To see this in action, we can use a JWT tool, such as the debugger. If we paste the above above JWT into the debugger, we get a page like this:

JWT Parser

On the left hand side, you can see the JWT we pasted in, which has been colour-coded to indicate the three parts of it. On the right hand side, you can see each of the three elements decoded into their own boxes. At the bottom, you can see a big red piece of text saying Invalid Signature. We will come back to this later in the article.

Let’s take a look at the header:

JWT Header

Here you can see the hashing algorithm (RSA 256) and also the kid, which is the key identifier. The kid allows us to choose a specific key, when there are several available. We will see this later, once we get into writing some code.

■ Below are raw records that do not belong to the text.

PR #1976, opened 2017-03-22
Choose ip addr

### LINKED ISSUE #668: Telnet server binds to "wrong" interface
I have more than one IPv4 interface on my PC, and the kOS telnet server insists on attaching to my storage network interface rather than the one shared with the rest of the PCs on my network, including the laptop that I'd like to telnet from.

Is there a way to either hardcode the correct IP in a config file, or have the telnet server attach to all interfaces?

### LINKED ISSUE #1935: Telnet server needs to allow the user to choose which "real" IP address is the right one.
The telnet server can be run in one of two modes: "loopback" or "real" IP address.

The problem with the "real" IP address mode is that it just presumes it can ask the OS for "what is my IP" and assume that of the several IP addresses it gets back, the canonical "most official" answer is the first response in the list and it should use that.  Most modern computers now have at least two "real" addresses even if they have only one network adapter, because they have both an ipv6 and an ipv4 address.

We need to make it possible for a user to pick which address they mean when disabling loopback mode.  Just now I tried testing it and it tried assigning itself the ipv6 address instead of the ipv4 one.

Dunbaratu:
Fixes #1935 
Fixes #668

Now you will be allowed to choose which of the IP addresses on your computer is the one you want it to use for the telnet server.  This replaces the previous CONFIG:LOOPBACK boolean with a new CONFIG:IPADDRESS string that lets you pick the IP address (i.e. set it to "127.0.0.1" to get the old loopback behaviour.)

It also contains the changes to the ``KOSToolBarMenu` to show a pick list of the IP addresses of the local machine so you can pick from the list instead of typing it in.

### Do not merge until after PR #1948 !!!

Because this change depends on the existence of the `ListPickerDialog` introduced with PR #1948 , this should not be merged until after PR #1948 is.  Please note that the majority of the diffs you see in the "Files Changed" are there purely because PR #1948 isn't merged yet.  This change *actually* only changed 2 source files and some RST docs - the rest is carryover from #1948.

### DIFF
--- a/src/kOS/Screen/TermWindow.cs
+++ b/src/kOS/Screen/TermWindow.cs
@@ -1031,6 +1031,7 @@ namespace kOS.Screen
         {
             server.DisconnectFromProcessor();
             telnets.Remove(server);
+            prevTelnetScreens.Remove(server);
         }
         
         public void DetachAllTelnets()
--- a/src/kOS/Screen/TermWindow.cs
+++ b/src/kOS/Screen/TermWindow.cs
@@ -89,7 +89,7 @@ namespace kOS.Screen
         private KOSTextEditPopup popupEditor;
 
         // data stored per telnet client attached:
-        private readonly List<TelnetSingletonServer> telnets; // support exists for more than one telnet client to be attached to the same terminal, thus this is a list.
+        private volatile List<TelnetSingletonServer> telnets; // support exists for more than one telnet client to be attached to the same terminal, thus this is a list.
         private readonly Dictionary<TelnetSingletonServer, IScreenSnapShot> prevTelnetScreens;
         
         private ExpectNextChar inputExpected = ExpectNextChar.NORMAL;
@@ -549,11 +549,20 @@ namespace kOS.Screen
         /// </summary>
         private void ProcessTelnetInput()
         {
-            foreach (var telnet in telnets)
+            // It's possible to close and remove telnets from the list during the processing
+            // of input (if the detach signal Ctrl-D is sent).  Therefore we have to
+            // make this temp copy to prorect against the C# error "Collection was Modified"
+            // during the foreach loop:
+            TelnetSingletonServer[] tempTelnetList = new TelnetSingletonServer[telnets.Count()];
+            telnets.CopyTo(tempTelnetList);
+            foreach (TelnetSingletonServer telnet in tempTelnetList)
             {
-                while (telnet.InputWaiting())
+                if (telnet.ConnectedProcessor != null)
                 {
-                    ProcessOneInputChar(telnet.ReadChar(), telnet);
+                    while (telnet.InputWaiting())
+                    {
+                        ProcessOneInputChar(telnet.ReadChar(), telnet);
+                    }
                 }
             }
         }
@@ -633,7 +642,7 @@ namespace kOS.Screen
                             if (whichTelnet == null)
                                 Close();
                             else
-                                whichTelnet.DisconnectFromProcessor();
+                                DetachTelnet(whichTelnet);
                         }
                         break;
                         
--- a/src/kOS/UserIO/TelnetMainServer.cs
+++ b/src/kOS/UserIO/TelnetMainServer.cs
@@ -27,6 +27,7 @@ namespace kOS.UserIO
     {
         private TcpListener server = null;
         private IPAddress bindAddr;
+        private string bindAddrName = ""; // used to compare new address values to old
         private Int32 port;
         private readonly List<TelnetSingletonServer> telnets;
         private bool isListening;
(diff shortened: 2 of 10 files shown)


src/kOS/UserIO/TelnetMainServer.cs
```diff
@@ -143,18 +170,26 @@ private void SetPermanentRealIPPermission(bool newValue)
         
         public void SetConfigEnable(bool newVal)
         {
+            if (bindAddr == null) // when nothing has been set yet, this will be the case.
```
hvacengi: `bindAddr` is only set as part of `StartListening` or by selecting an IP address from the toolbar window.  This means that this line will prevent the server from being started unless you manually select an IP address first.  My test case was to open the game and try and toggle telnet on, but every time I clicked the button it would just clear itself.  After I manually selected the loop back address (which the window claimed was currently selected anyways) the toggle worked properly.  My recommendation is that we add `SetBindAddrFromString(SafeHouse.Config.TelnetIPAddrString)` into the `Start` method.  That presents other issues in that `SafeHouse.Config` may still be null (both `Bootstrapper` and `TelnetMainServer` are `StartInstantly`).  I would either move `TelnetMainServer` to start at the `MainMenu` or move `Bootstrapper`'s logic into `Awake`.  I tested the `MainMenu` solution and it worked fine in my use.

hvacengi: Don't make this change yourself.  I just had a thought about another way to implement it that would be a little cleaner.  I can do it as part of my review.

src/kOS/Screen/TermWindow.cs
```diff
@@ -89,7 +89,7 @@ public class TermWindow : KOSManagedWindow , ITermWindow
         private KOSTextEditPopup popupEditor;
 
         // data stored per telnet client attached:
-        private readonly List<TelnetSingletonServer> telnets; // support exists for more than one telnet client to be attached to the same terminal, thus this is a list.
+        private volatile List<TelnetSingletonServer> telnets; // support exists for more than one telnet client to be attached to the same terminal, thus this is a list.
```
Dunbaratu: The writing thread in the telnet does end up trying to edit this list, when it detects that the user hit ctrl-D to detach the terminal from the CPU.  (not directly, but as it tries to shut everything down about the association with the terminal, one of the methods it's calling ends up deleting the telnet from this list.)

That's why this was changed to volatile to remind C# it can be thread-accessed.

src/kOS/Screen/TermWindow.cs
```diff
@@ -549,11 +549,20 @@ public int GetFontSize()
         /// </summary>
         private void ProcessTelnetInput()
         {
-            foreach (var telnet in telnets)
+            // It's possible to close and remove telnets from the list during the processing
+            // of input (if the detach signal Ctrl-D is sent).  Therefore we have to
+            // make this temp copy to prorect against the C# error "Collection was Modified"
+            // during the foreach loop:
```
Dunbaratu: You'll see this comment in several places in this commit.  Anywhere that something fitting the following pattern was used:
```
foreach (var telnet in telnets)
{
   do something that could result in detaching the telnet from the telnets list.
}
```
The telnet list can have one of the telnets removed from it during the right kinds of keypresses, or when stopping the listener, so it's not safe to ``foreach`` through it while that can happen.  This problem was probably always there but not noticed because I wasn't running the debug EXE of Kerbal, so I'd only notice if I looked at the output log. (where the debug version shows the exception right away on screen as it happens so it's blatant).  The reason I never saw any major failures before was that this was always happening just as things were detaching and going away so most of the bad state of data caused by the exception aborting the work partway through didn't matter.  (I was constructing a new instance anyway, not re-using the same one like I am now.)

src/kOS/Screen/TermWindow.cs
```diff
@@ -633,7 +642,7 @@ public void ProcessOneInputChar(char ch, TelnetSingletonServer whichTelnet, bool
                             if (whichTelnet == null)
                                 Close();
                             else
-                                whichTelnet.DisconnectFromProcessor();
+                                DetachTelnet(whichTelnet);
```
Dunbaratu: There's really no difference here, other than me thinking "well, if I have this public method to do this, I should probably be using it internally too instead of explicitly doing the same code manually."

src/kOS/UserIO/TelnetSingletonServer.cs
```diff
@@ -170,15 +170,26 @@ public TelnetSingletonServer(TelnetMainServer mainServer, TcpClient client, int
             rawStream = client.GetStream();
             lock (keepAliveAccess)
                 gotSomeRecentTraffic = true;
-            inThread = new Thread(DoInThread);
-            outThread = new Thread(DoOutThread);
             outQueue = new Queue<char>();
             inQueue = new Queue<char>();
+            SpawnWelcomeMenu();
+            inThread = new Thread(DoInThread);
+            outThread = new Thread(DoOutThread);
```
Dunbaratu: This is the core change that in turn caused all the other changes.

The SpawnWelcomeMenu() is now happening before the threads are forked off, back in the main thread.
Previously, it was done inside ``outThread``'s ``ContinuousChecks()``.

To make this work, it was necessary to move from a design of "throw TelnetWelcomeMenu away and make a new one each time you go back to the menu screen", to one of "re-use the same TelnetWelcomeMenu and just reset it."

That change is the primary reason for most of the rest of what's in this commit.

src/kOS/UserIO/TelnetSingletonServer.cs
```diff
@@ -170,15 +170,26 @@ public TelnetSingletonServer(TelnetMainServer mainServer, TcpClient client, int
...
 
+        ~TelnetSingletonServer()
+        {
+            if (welcomeMenu != null)
+            {
+                welcomeMenu.Detach();
+                GameObject.Destroy(welcomeMenu);
+                welcomeMenu = null;
+            }
+        }
```
Dunbaratu: Since we no longer get rid of ``welcomeMenu`` and re-make a new one each time, the final point where we really do get rid of it has to wait until we're all done with this telnet singleton client.

src/kOS/UserIO/TelnetSingletonServer.cs
```diff
@@ -539,6 +556,7 @@ private void DoOutThread()
                 ContinuousChecks();
 
                 sb.Remove(0,sb.Length); // clear the whole thing.
+                Console.WriteLine("outThread, before lock section");
```
Dunbaratu: ah crud.  I forgot to include the magic word "eraseme" here so I didn't notice this debug line being left behind.  I'll push a new commit in a moment that has it removed.

src/kOS/UserIO/TelnetSingletonServer.cs
```diff
@@ -604,7 +620,7 @@ private void SpawnWelcomeMenu()
             var gObj = new GameObject( "TelnetWelcomeMenu_" + MySpawnOrder, typeof(TelnetWelcomeMenu) );
             Object.DontDestroyOnLoad(gObj);
             welcomeMenu = (TelnetWelcomeMenu)gObj.GetComponent(typeof(TelnetWelcomeMenu));
-            welcomeMenu.Setup(this);
+            welcomeMenu.Attach(this);
```
Dunbaratu: Same method, new name.  Since I now call it more than once in the life of the ``welcomeMenu`` it felt wrong to call it "Setup".

src/kOS/UserIO/TelnetWelcomeMenu.cs
```diff
@@ -25,7 +25,9 @@ public class TelnetWelcomeMenu : MonoBehaviour
         private readonly StringBuilder localMenuBuffer;
         private bool firstTime;
         private volatile bool forceMenuReprint;
-        
+
+        public bool IsAttached { get { return telnetServer != null; } }
+
         // Because this will be created as a Unity Gameobject, it has to have a parameterless constructor.
         // Actual setup args will be in the Setup() method below.
```
Dunbaratu: ahh - should rename that comment's use of the word "Setup".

Now onto the payload itself:

JWT Payload

If you refer back to the previous article, you should be able to understand where many of these fields come from. The iss is the URL for the identity provider (i.e. the base URL we used for the login). The client id is the id for our application, which was created when we created the application in the user pool. The username is the user I set up in the user pool, then logged in with. The token use tells us this is the access token. Then there are various timestamps, and some other information. We will use these elements later, as part of our validation process.

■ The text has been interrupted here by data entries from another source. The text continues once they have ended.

Issue #1982, opened 2017-04-09
Error messages won't stop and program won't finish breaking, when two CPU's try to steer the same ship.


Dunbaratu:
(This was part of issue #1980, but I discovered that it's a second unrelated bug that still persists after the docking freeze happens, so I'm making it a separate issue.)

It is correct to throw an error when two CPU's try to use lock steering on the same vessel, but in this instance that error causes the program to get stuck trying to re-run the same instruction forever, bombing with nullref again and again and never quite breaking from the program (like an error message should cause to happen.)

To re-create, perform the exact same steps as in issue #1980.

After the merge of the two vessels, in addition to the (entirely expected) error message complaining that both kOS units are now trying to control the same vessel, you will also see the (unexpected) spamming of a null reference exception over and over and over, apparently once per FixedUpdate.

That exception looks like this:
```
NullReferenceException: Object reference not set to an instance of an object
  at kOS.Safe.Execution.CPU.SkipCurrentInstructionId () [0x00000] in <filename unknown>:0 
  at kOS.Safe.Execution.CPU.KOSFixedUpdate (Double deltaTime) [0x00000] in <filename unknown>:0 
  at kOS.Safe.UpdateHandler.UpdateFixedObservers (Double deltaTime) [0x00000] in <filename unknown>:0 
  at kOS.Module.kOSProcessor.UpdateFixedObservers () [0x00000] in <filename unknown>:0 
  at kOS.Module.kOSProcessor.FixedUpdate () [0x00000] in <filename unknown>:0 
 ```
(This exception is also dumping the program instructions to the log each time, in the same way that errors that are the script's fault normally do.)

I split this into a separate issue because it turns out that solving the cause of the freezing didn't solve this problem, so they're two different bugs.

Dunbaratu:
Closing because merging #1983 was supposed to auto-close this issue too, but it didn't.  I don't know if Github will let you associate one PR with two issues like I was trying to do.

PR #1983, opened 2017-04-09
Adds "uniques heap" for VesselTarget instances.  Fixes #1980 and #1982

### LINKED ISSUE #1980: Very long freeze when vessels dock by script.
## To re-create the problem

1. You don't need any other mods.  You can start from an installation of KSP 1.2.2 that only has the kOS current ``develop`` branch installed on it.
2. At the bottom of this issue there's an attached saved game ZIP file.  Extract it into your saved games folder, and then launch KSP and you should have a saved game called "VesselMergeBug - BeforeDock".
3. Open that saved game, go to the tracking center, and fly the ship called ``client_craft``.
4. Turn off the SAS on ``client_craft`` (I accidentally left it on in the saved game and it will mess with the steering if you leave it on).
5. Open both ships' terminals.  (``client craft`` is near another vessel called ``server_craft`` that is a bit south of it.  They should be within about 90 meters of each other so you should be able to have both windows open at the same time.)
6. (Note, given where the saved game is starting from, you may have to time warp a very small amount to get signal to reach the vessels before you do the next step - I saved the game at a point just before they're about to pass over a ground station, to give the largest possible time window to talk to them and fiddle about.).
7. On both the ``server_craft`` and the ``client_craft`` terminals, hit **control-C** to stop the ``just_obey_nodes`` script (which is the boot file so it will auto-run when you load the scene) and dump you back to the interpreter for both.
8. On the ``server_craft`` terminal, do ``run station_dock_server.``
9. On the ``client_craft`` terminal, do ``run station_dock_client.``
10. Wait for them to finish docking to each other, and pay attention to what happens at the moment of vessel merging.

## What happens

When the vessels merge together, the game freezes for about 6 or 7 seconds.  It's longer than the normal amount of time the stock game takes to merge vessels together.  (I've seen it take a VERY long time - 30 to 60 seconds or so, in some more complex instances before I narrowed down the example to a smaller scenario in a newly started game.)

(( EDIT: Several paragraphs of text that used to appear here in the issue have been moved to a new issue, issue #1982 ))

## It only happens if the script is in control of the docking.

If you don't use the scripts, and instead fly the vessels under manual control to do the docking, the bug does not happen.  The two vessels merge together nicely without the long freeze.

## It is something that changed recently

If you perform the exact same steps above, but this time use the publicly released kOS 1.0.3 ZIP file from CKAN instead of using the current `develop` branch, the bug does not occur.  The ships merge together quickly (under either manual or script control), and you only get the 1 (expected) error message from the fact that two kOS cores are both trying to control the lock steering at the same time.

(Saved game ZIP is here:)
[JustBeforeDockingBug.zip](https://github.com/KSP-KOS/KOS/files/904789/JustBeforeDockingBug.zip)

Dunbaratu:
Fixes #1980 and #1982.

Problem #1982 was simpler so I'll explain it first:

When the SteeringManager complains about the CPU controlling
an already-controlled craft, it throws an exception which
makes the CPU try to abort execution.  But as part of trying to
abort that execution it calls PopContext(), which in turn
calls the SteeringManager to ask it to unbind the steering,
where the SteeringManager again throws an exception because
of the dual CPU control.  This second exception makes the CPU
abort partway through finishing the work of breaking the
execution, so it never quite fully terminates the program, which
is why it keeps trying to run after some of the running context
information has been wiped away (thus the null refs in
ExecuteInstruction).

The fix:  The CPU now advertises when it's in a PopContext,
so the SteeringManager can choose not to throw that second
exception in that case.

Problem #1980 required a slight refactor:

This problem was caused by the fact that VesselTarget now
inserts callback hooks into GameEvents, which it didn't do
before, and those callback hooks prevent it from getting
garbage collected.   As long as GameEvents has a
reference to a delegate that needs the VesselTarget object
to keep existing as part of its closure, the VesselTarget
can't ever get orphaned.  It was depending on being a
KOSScopeObserver to discover when kOS orphans it, so it
can remove its hooks from GameEvents, but KOSScopeObserver
can't really reliably catch all cases like that, and relies
on a C# destructor ( ~Variable ) to call ScopeLost().  But
the C# destructor never happens if the thing never orphans,
so it's a catch-22.  The orphaning event that tells
VesselTarget to unhook itself won't happen because VesselTarget
hasn't unhooked itself.

Thus the freeze at docking was caused by the fact that
every time the docking script had referred to the target vessel
during its main loop, it was creating a new instance of the
VesselTarget wrapper around it, and the old instances
never truly orphaned away like they should.  By the time
the docking happened there were thousands of thse extra
instances in memory, and upon docking ALL their callback
hooks got fired off at once.

The Fix:

Since VesselTarget is just a wrapper around a KSP Vessel,
and all the information contained therein is meant to
just inherit the info from the Vessel, and all the
Setter Suffixes are meant to pass the change on to the
KSP Vessel itself, there is no practical difference between
a kerboscript having two different VesselTarget instances
wrapping the same Vessel versus having just one VesselTarget
instance for it and then just having two references to it.

Threfore we track whether or not a VesselTarget wrapper
around a Vessel already exists, and if it does then we just
hand out a reference to the existing one instead of constructing
a new one.  That prevents us from having thousands of copies
of the same VesselTarget in memory when they don't orphan.

It should also have the nice side effect of reducing
execution burden by not re-running the Parts query of
the vessel each time it's referrenced in the script, as
it had to do before when each mention of TARGET made a
brand new VesselTarget.

The reason so many files got touched is because all instances
of calling the VesselTarget constructor had to be edited
to use a factory method instead, that does what the
above paragraphs describe.

### DIFF
--- a/src/kOS/Sound/SawtoothSoundWave.cs
+++ b/src/kOS/Sound/SawtoothSoundWave.cs
@@ -14,9 +14,6 @@ namespace kOS.Sound
                 
         public override float SampleFunction(float t)
         {
-            // if (t >= 0.5f)   //eraseme
-            //    t -= 0.5f;    //eraseme
-            // return 2*t - 1;  //eraseme
             return 1 - 2*t;
         }
 
--- a/src/kOS.Safe.Test/Opcode/FakeCpu.cs
+++ b/src/kOS.Safe.Test/Opcode/FakeCpu.cs
@@ -7,6 +7,7 @@ namespace kOS.Safe.Test.Opcode
     public class FakeCpu : ICpu
     {
         private readonly Stack<object> fakeStack;
+        public bool IsPoppingContext { get { return false; } }
 
         public FakeCpu()
         {
--- a/src/kOS.Safe/Execution/CPU.cs
+++ b/src/kOS.Safe/Execution/CPU.cs
@@ -61,6 +61,14 @@ namespace kOS.Safe.Execution
         
         public List<string> ProfileResult { get; private set; }
 
+        /// <summary>
+        /// It's quite bad to abort the PopContext activity partway through while the CPU is
+        /// trying to clean up from a program crash or break, so this advertises when that's the case
+        /// so other parts of the system can decide not to use exceptions when in this fragile state:
+        /// </summary>
+        /// <value><c>true</c> if this CPU is popping context; otherwise, <c>false</c>.</value>
+        public bool IsPoppingContext { get; private set; }
+
         public CPU(SafeSharedObjects shared)
         {
             this.shared = shared;
@@ -186,6 +194,7 @@ namespace kOS.Safe.Execution
         private void PopContext()
         {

Finally, let’s look at the signature:

JWT Signature

This is not actually useful for us, since our validation has failed, but it shows us how the signature works. It takes the base64-encoded header and payload, concatenates them (with a dot separator), then applies an RSA 256 hash using a public key. If this matches the signature from the JWT, we know that the JWT hasn’t been tampered with.

As we saw earlier, we can’t validate this message (because we don’t have the public key), so we get a warning:

Invalid Signature

If you paste in the appropriate public key, you will get a success message:

Verified Signature

I won’t discuss how to do this here, but if you understand the following article, you should be able to work out what you need to paste into the signature box to get this verification message.

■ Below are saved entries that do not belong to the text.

PR #1993, opened 2017-04-21
Fixes #1985   stock :deploy Reflection removed

### LINKED ISSUE #1985: Surface sample from a command seat is available before any facility upgrades.
In career mode facilities are required to be upgraded in order to collect surface samples, which is not respected by kOS.

### How to reproduce:

In a craft with Command Seat manned by a kerbal:

    set kerbal to ship:partsnamed("kerbalEVA")[0].
    print kerbal:allmodules.
        LIST of 15 items:
        [0] = "KerbalEVA"
        [1] = "ModuleScienceExperiment" // <- these are of interest
        [2] = "ModuleScienceExperiment" // <- these are of interest
        [3] = "ModuleScienceContainer"
        ...
    print kerbal:getmodulebyindex(1). // <- checking first
        ModuleScienceExperiment, containing:
        LIST of 2 items:
        [0] = "(callable) deploy, is KSPAction"
        [1] = "(callable) discard sample, is KSPAction" // <- surface sample
    print kerbal:getmodulebyindex(2). // <- checking second
        ModuleScienceExperiment, containing:
        LIST of 3 items:
        [0] = "(callable) eva report, is KSPEvent" // <- not surface sample
        [1] = "(callable) eva report, is KSPAction"
        [2] = "(callable) discard report, is KSPAction"
    
    set sample to kerbal:getmodulebyindex(1). // <- surface sample
    sample:deploy.
    print sample:data[0]:dataamount.
        21 // <- oops!

Dunbaratu:
Reflection was being used to bypass access
permissions in a naughty way.  (We were calling
a non-public method).  By not using the public
method instead, the code bypassed some of the
checks that KSP normally performs for seeing if
an experiment is allowed.

I added some better checks to avoid calling it
in cases where we shouldn't, but also replaced
that use of reflection with a call to the proper
public-facing method as well so that if we don't
catch everything, at least we're not bypassing
KSP's checking.  (The reason I didn't just rely
on KSP's checking alone is that it sometimes fails
silently when it doesn't like what you're doing,
and I wanted to let the user see a message.)

The same sort of naughty private-access
reflection is used in DMScienceExperiment too,
but there I didn't change it because that
had to use reflection to avoid the code blowing
up when DMagic science is missing.  Also, I didn't
write that code and don't use DMagic science so it
would have been hard to test it if I tried to
fix that part.

### DIFF
--- a/src/kOS/Suffixed/PartModuleField/StockScienceExperimentFields.cs
+++ b/src/kOS/Suffixed/PartModuleField/StockScienceExperimentFields.cs
@@ -42,19 +42,15 @@ namespace kOS.Suffixed.PartModuleField
         protected virtual void Deploy()
         {
             ThrowIfNotCPUVessel();
-
-            var gatherDataMethod = module.GetType().GetMethod("gatherData",
-                BindingFlags.NonPublic | BindingFlags.Instance);
-
-            object result = gatherDataMethod.Invoke(module, new object[] { false });
-
-            IEnumerator e = result as IEnumerator;
-
-            module.StartCoroutine(e);
+            module.DeployExperiment();
         }
             
         public override bool Inoperable()
         {
+            BaseEvent deployAction = module.Events["DeployExperiment"];
+            if (deployAction == null || ! deployAction.active)
+                return true;
+
             return module.Inoperable;
         }
 


hvacengi:
Moving to the v1.1.1 milestone because it looks like this change is now showing dialog boxes to confirm the experiments, rather than confirming the experiments without user mouse interaction.

Dunbaratu:
(To record a bit more:  The problem is that the only **public** method I could see that SQUAD provided in their API to do this is tied to the UI strongly and pops up the dialog box. Any methods that bypass the dialog box all seem to be private and also bypass some of the safety checks (which is what caused the issue this was meant to fix.)

The tricky thing is that I don't know how we can satisfy all the following at the same time:
1 - Bypass the UI.
2 - Do NOT bypass the safety checks Squad embedded into the UI call
3 - Avoid using the dirty trickery of accessing private members via reflection.

As near as I can tell, we cannot do all 3 unless I missed something.  So for now, we punt it ahead.

Dunbaratu:
I'd like to consider removing this from all milestones entirely (not just "postpone it", but "mark as wontfix").

The problems I mention above (the 3 requirements that can't be simultaneously satisfied) seem to me to be impossible to fix and we'll just have to live with it.

Dunbaratu:
Milestone cleared out because this issue is a wont-fix.

PR #1994, opened 2017-04-21
Fixes #1987 Fixes #1978 : multinational compiler

### LINKED ISSUE #1978: Support underscores in numbers
When writing big numbers (which, because KSP counts distance in meters, happens quite often), putting in underscores to group digits would greatly increase readability. This would be a great alternative to scientific notation, as I find numbers with less than 10 digits harder to read with scientific notation compared to the full number.

The rules for a valid number would be:

- Whatever consists of a valid number today
- An underscore must be surrounded by digits
- There are no limits to the number of digits between underscores. This avoids cultural issues (The [Indian numbering system](https://en.wikipedia.org/wiki/Indian_numbering_system) groups digits differently that the western system)

This would not change the meaning of the number, only how a human or kerbal would read the number.

Both Swift and C# 7 have the same feature.

Some examples:

| Name                | Raw      | Scientific | With underscores (western) | With underscores (indian) |
| ------------------- | -------- | ---------- | -------------------------- | ------------------------- |
| Kerbin Atmos        |    70000 |        7e4 |                     70_000 |                    70_000 |
| Kerbin spacestation |   150000 |       15e4 |                    150_000 |                  1_50_000 |
| Mun orbit           | 12000000 |       12e6 |                 12_000_000 |               1_20_00_000 |

### LINKED ISSUE #1987: Alter TinyPG file's regex'es to allow multilingual identifiers.
The current TinyPG grammar file specifies what counts as a letter in an identifier by using ASCII ranges such as:

``[A-Z][a-z]``

But that doesn't allow for identifiers in non-English languages.  What if a user wants to start a variable name with a ``Ü`` or a ``é`` or a ``Я``?  Also it would be nice if we could make some aliases like being able to type ``π`` for ``constants:pi``  It might make code more readable with all the mathematics going on in kerboscript.

Now that we can support any Unicode font the user has installed on their machine, we should also modify the language grammar to allow any language's letters to count as legal identifier characters.

Dunbaratu:
You can see the example script provided to see what has changed.

### DIFF
--- a/doc/source/language/syntax.rst
+++ b/doc/source/language/syntax.rst
@@ -52,9 +52,24 @@ operator symbols:
 .. highlight:: none
 
 **Identifiers**: Identifiers consist of: a string of (letter, digit, or
-underscore). The first character must be a letter. The rest may be letters, digits or underscores. **Identifiers are case-insensitive**. The following are identical identifiers::
+underscore). The first character must be a letter or an underscore.
+The rest may be letters, digits or underscores.
+**Identifiers are case-insensitive**. The following are identical identifiers::
 
     My_Variable  my_varible  MY_VARAIBLE
+
+.. note::
+  .. versionadded:: 1.1.0
+    Kerboscript accepts Unicode source code, encoded using the UTF-8
+    encoding method.  Because of this, the definition of a "letter"
+    character for an identifier includes letters from many languages'
+    alphabets, including accented Latin alphabet characters, Cyrllic
+    characters, etc.  Not all languages have been tested but in
+    principle they should work as long as they have a Unicode standard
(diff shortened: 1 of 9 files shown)


Dunbaratu:
Added not-ready flag because I realized we also need to edit the way the terminal reads user typing input.  Right now all characters other than printable ASCII are being interpreted as special chars (i.e. control codes).  This means any Unicode value > 128 will get rejected when a user tries to type it.

I'm not sure if we also want to implement the ALT-codes technique (i.e. hold ALT while typing, say 313, makes Unicode 313 appear).  Right now that's not implemented.  While a typical Windows standard, it doesn't happen at a "low level" enough layer of the system to come right from the keyboard driver.  Applications have to implement it to get it.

But before we go any further, it’s worth giving a brief description of how signatures work. If you already know this, feel free to skip this section.

Public Key Signatures

The signature for a JWT, is similar in intent to signing a letter — it lets the person reading it confirm the identity of the sender. It also has an additional purpose in a JWT — it confirms that nobody has tampered with the contents. You can see why this is important for a JWT. I want to confirm that the user logged in via one of my approved identity services, and I want to confirm that nobody has intercepted it, and modified it to give themselves permissions they shouldn’t have. To make this workable in practice, we use something called public/private key signing.

Digital signatures typically use some sort of hashing. They take the message, add onto it a key (think of it like a password), and then apply a mathematical operation. This gives a result (a number or a string), which is the signature. When the message is sent, both the message and the signature are transmitted — in JWT terminology, that is the payload and the signature. We can then apply a mathematical operation to the message to generate the signature for ourselves. If the signature we generate matches the signature we received with the message, then we can have confidence that the message was sent by the person claiming to send it, and that it hasn’t been tampered with.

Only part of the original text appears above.